PR #1056, opened 2021-11-22
V0.8

sriumcp:


kalantar (approved):
I'm approving, but please look at the one comment which questions something you have done. Thank you for simplifying the examples to be command specific.

testdata/iter8.tpl
```diff
@@ -34,7 +34,29 @@ metadata:
   name: {{ .Name }}-{{ $suffix }}
 stringData:
   experiment: |
-{{ . | toYAML | indent 4 }}
+    # task 1: generate HTTP requests for https://example.com
```
kalantar, line 37: Was it the intention to unroll this here. It now differs from the experiment.yaml (cf. run commands 3 and 4 have changed)?

sriumcp: Yes. To be super clear....

`iter8 gen go`  does not require any `experiment.yaml`. It is simply a go  template, and simply executes the template with data  suppplied using `--set`. In other words, you can render any string using this command. This is something we plan to use for code engine (for the time being  at least).

`iter8 gen exp` actually renders an `experiment.yaml` file using an `experiment.tpl` file. Only difference between this and`iter8 gen go` is that it will validate that the output generated through this command is a valid experiment spec. Without this validation, this command is equivalent to the above.

`iter8 manifest` has a built  in template for generating kubernetes manifests. This uses `experiment.yaml` and outputs kubernetes manifests. You are creating this!

`iter8 report` produces reports from experiment results.

***

All of the above have some overlapping template and validation functionality (which have been abstracted into reusable pieces).  But they do very different things from end-user perspective (at the minimum, calling for separate documentation).

PR #1064, opened 2021-12-02
Add community tab

Alan-Cha:


mkdocs/docs/contributing.md
```diff
@@ -59,14 +62,6 @@ that you want to work on it. Something like "I want to work on this" is fine.
 
 ***
 
-## Ask for Help
```
Alan-Cha, line 62: Moved this

mkdocs/mkdocs.yml
```diff
@@ -151,4 +151,5 @@ nav:
     - Iter8 hub: user-guide/topics/iter8hub.md
 - Contributing: contributing.md
 - Roadmap: roadmap.md
-- News/Blog: news.md
```
Alan-Cha, line 154: The slash looks ugly to me. I'd rather revert back to "News".

mkdocs/mkdocs.yml
```diff
@@ -118,7 +118,7 @@ nav:
   - Install Iter8: getting-started/install.md
   - Concepts: getting-started/concepts.md
   - v0.8 tech preview: getting-started/v0.8.md
-  - Community: getting-started/help.md
+  - Get help: getting-started/help.md
```
Alan-Cha, line 121: Typo here.

Additionally, I think the Getting Started tab needs to be reworked. I don't like how there are 5 pages and they all seem kind of disparate. It should be as simple as possible for a new user to get started.

For example, does a new user need to know about the differences between v0.7 and v0.8? I think this may be better suited in the Roadmap tab.

I understand why the install instructions are on its own page (so it can be referenced in other tutorials) but I feel like the Your First Experiment should just repeat the information. It's an additional hurdle for a brand new user to click on a link and go to a new page and come back to the original tutorial.

I also think the there's a lot of overlap between the Get Help page and the Contributing tab. I am also a bit wary of how useful this extra page is as it just lists a few items. It may be cleaner just to reference the Contributing tab section at the end of Your First Experiment.

sriumcp (approved):
lgtm

PR #1066, opened 2021-12-03
CE template with revisions

Alan-Cha:


testdata/ce/go.tpl
```diff
@@ -0,0 +1,67 @@
...
+        - metric: built-in/p95.0
+          upperLimit: 1
+    # task 3: if SLOs are satisfied, do nothing
+    - if: SLOs()
+      run: echo "SLOs are satisfied"
+    # task 4: if SLOs are not satisfied, revert to the previous version
+    - if: not SLOs()
+      run: |
+        # Get the name of the second to last revision
+        penultimateRevisionName=$(kubectl get revisions \
```
Alan-Cha, line 59: This extracts the second to last revision name given the application name via `{{ .CEAppName }}`.

testdata/ce/go.tpl
```diff
@@ -0,0 +1,67 @@
...
+metadata:
+  name: {{ .Name }}-{{ $suffix }}
+stringData:
+  experiment: |
+    # task 1: generate HTTP requests for https://example.com
+    # collect Iter8's built-in latency and error-related metrics
+    - task: gen-load-and-collect-metrics
+      with:
+        versionInfo:
+        - url: https://iter8-ce-demo.fgw1ut94lpp.ca-tor.codeengine.appdomain.cloud
```
sriumcp: Should the URL value be replaced with something like ...

```
{{ .CEAppName }}-{{ .CEAppNamespace }}.ca-tor.codeengine.appdomain.cloud
```

testdata/ce/go.tpl
```diff
@@ -0,0 +1,67 @@
+{{- $suffix := randAlphaNum 5 | lower -}}
+apiVersion: codeengine.cloud.ibm.com/v1beta1
+kind: JobRun
+metadata:
+  name: {{ .Name }}-{{ $suffix }}
```
sriumcp: Could we please get rid of `{{ .Name }}` and replace it with a fixed string, like `experiment-run`.

sriumcp (changes requested):
Please see comments.

The idea of extracting penultimate version inside the experiment is SUPER!

testdata/ce/go.tpl
Alan-Cha: I wonder how useful templating this will be because the URL also contains the location `ca-tor`, right?

sriumcp: What  is this `ca-tor`? Also, does it make sense to template the whole URL field?

sriumcp:
```
- url: {{ .URL }}
```

Alan-Cha: `ca-tor` is the cluster zone. It's Toronto, Canada. But yes, I think it makes more sense to template the entire URL field.

kalantar:
@Alan-Cha @sriumcp is this PR still relevant? It is very old. It predates v0.9.

sriumcp:
Closing since it is not relevant any longer.

PR #1069, opened 2021-12-07
CLI for k8s

kalantar:


kalantar:
Needs test coverage.

Dockerfile.k8s
```diff
@@ -0,0 +1,50 @@
+# Build Iter8
```
sriumcp: I think we need only one Dockerfile. 

Perhaps `mv Dockerfile.k8s Dockerfile`? 

Not sure what the difference is but the move will reveal the changes.

Makefile
```diff
@@ -23,3 +23,14 @@ cmddocs:
 ITER8_BIN ?= /usr/local/bin/iter8
 build:
```
sriumcp, line 24: Shouldn't the build be building `k8s CLI`? Why is it still building `basecli`?

Makefile
```diff
@@ -23,3 +23,14 @@ cmddocs:
...
 	cd clibase && go build -o $(ITER8_BIN)
+
+
+ITER8_IMG ?= iter8/iter8cli:latest
+docker-build:
```
sriumcp, line 29: See above comment on Dockerfile.

Makefile
```diff
@@ -23,3 +23,14 @@ cmddocs:
...
+	docker build -f Dockerfile.k8s -t $(ITER8_IMG) .
+
+docker-push:
+	docker push $(ITER8_IMG)
+
+build-k8s:
```
sriumcp: I believe we want only one build. Whatever is called `build-k8s` should be the default `build`.

If at all we need `make build-basecli`, we will do that eventually, but I don't think this should be there at all (in other words, we should have only one main.go in the root folder which builds the k8s CLI).

cmd/assert.go
```diff
@@ -19,68 +19,79 @@ const (
...
-		}
-		if !allGood {
-			log.Logger.Error("assert conditions failed")
-			os.Exit(1)
-		}
-		return nil
-	},
+var AssertOptions = AssertOptionsType{}
+
+func NewAssertCmd() *cobra.Command {
```
sriumcp, line 37: The `NewAssertCmd` function wrapper does nothing other than add needless indirection.

I think Cobra's default `AssertCmd` var works better than this wrapper which is adding complexity without value.

cmd/docs/main.go
```diff
@@ -42,7 +46,10 @@ hide:
 	cdd := viper.GetString(commandDocsDir)
 
 	// automatically generate markdown documentation for all Iter8 commands
```
sriumcp, line 45: Automatic markdown generation can be removed from basecli and absorbed into k8s cli.

cmd/run.go
```diff
@@ -9,38 +9,43 @@ import (
...
+			return nil
+		},
+	}
+
+	return RunCmd
 }
 
 func init() {
-	RootCmd.AddCommand(RunCmd)
+	RootCmd.AddCommand(NewRunCmd())
```
sriumcp, line 48: See comment above on wrappers.

k8s/cmd/report.go
```diff
@@ -0,0 +1,110 @@
...
+func NewReportCmd(factory cmdutil.Factory, streams genericclioptions.IOStreams) *cobra.Command {
+	o := newReportOptions(streams)
+
+	cmd := basecli.NewReportCmd()
+	var example = `
+# Generate text report for the most recent experiment running in current Kubernetes context
+iter8 report --remote`
+	cmd.Example = fmt.Sprintf("%s%s\n", cmd.Example, example)
+	cmd.RunE = func(c *cobra.Command, args []string) error {
+		if err := o.complete(factory, c, args); err != nil {
```
sriumcp: PreRunE is a better place for `o.complete` and `o.validate`, as opposed to `RunE`, which can be more focused only on the actual run logic.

● ● ●

→ **Task objective**:
Copy down every line of the entries containing the word "markdown".

→ **Worked solution**:
 	// automatically generate markdown documentation for all Iter8 commands
sriumcp, line 45: Automatic markdown generation can be removed from basecli and absorbed into k8s cli.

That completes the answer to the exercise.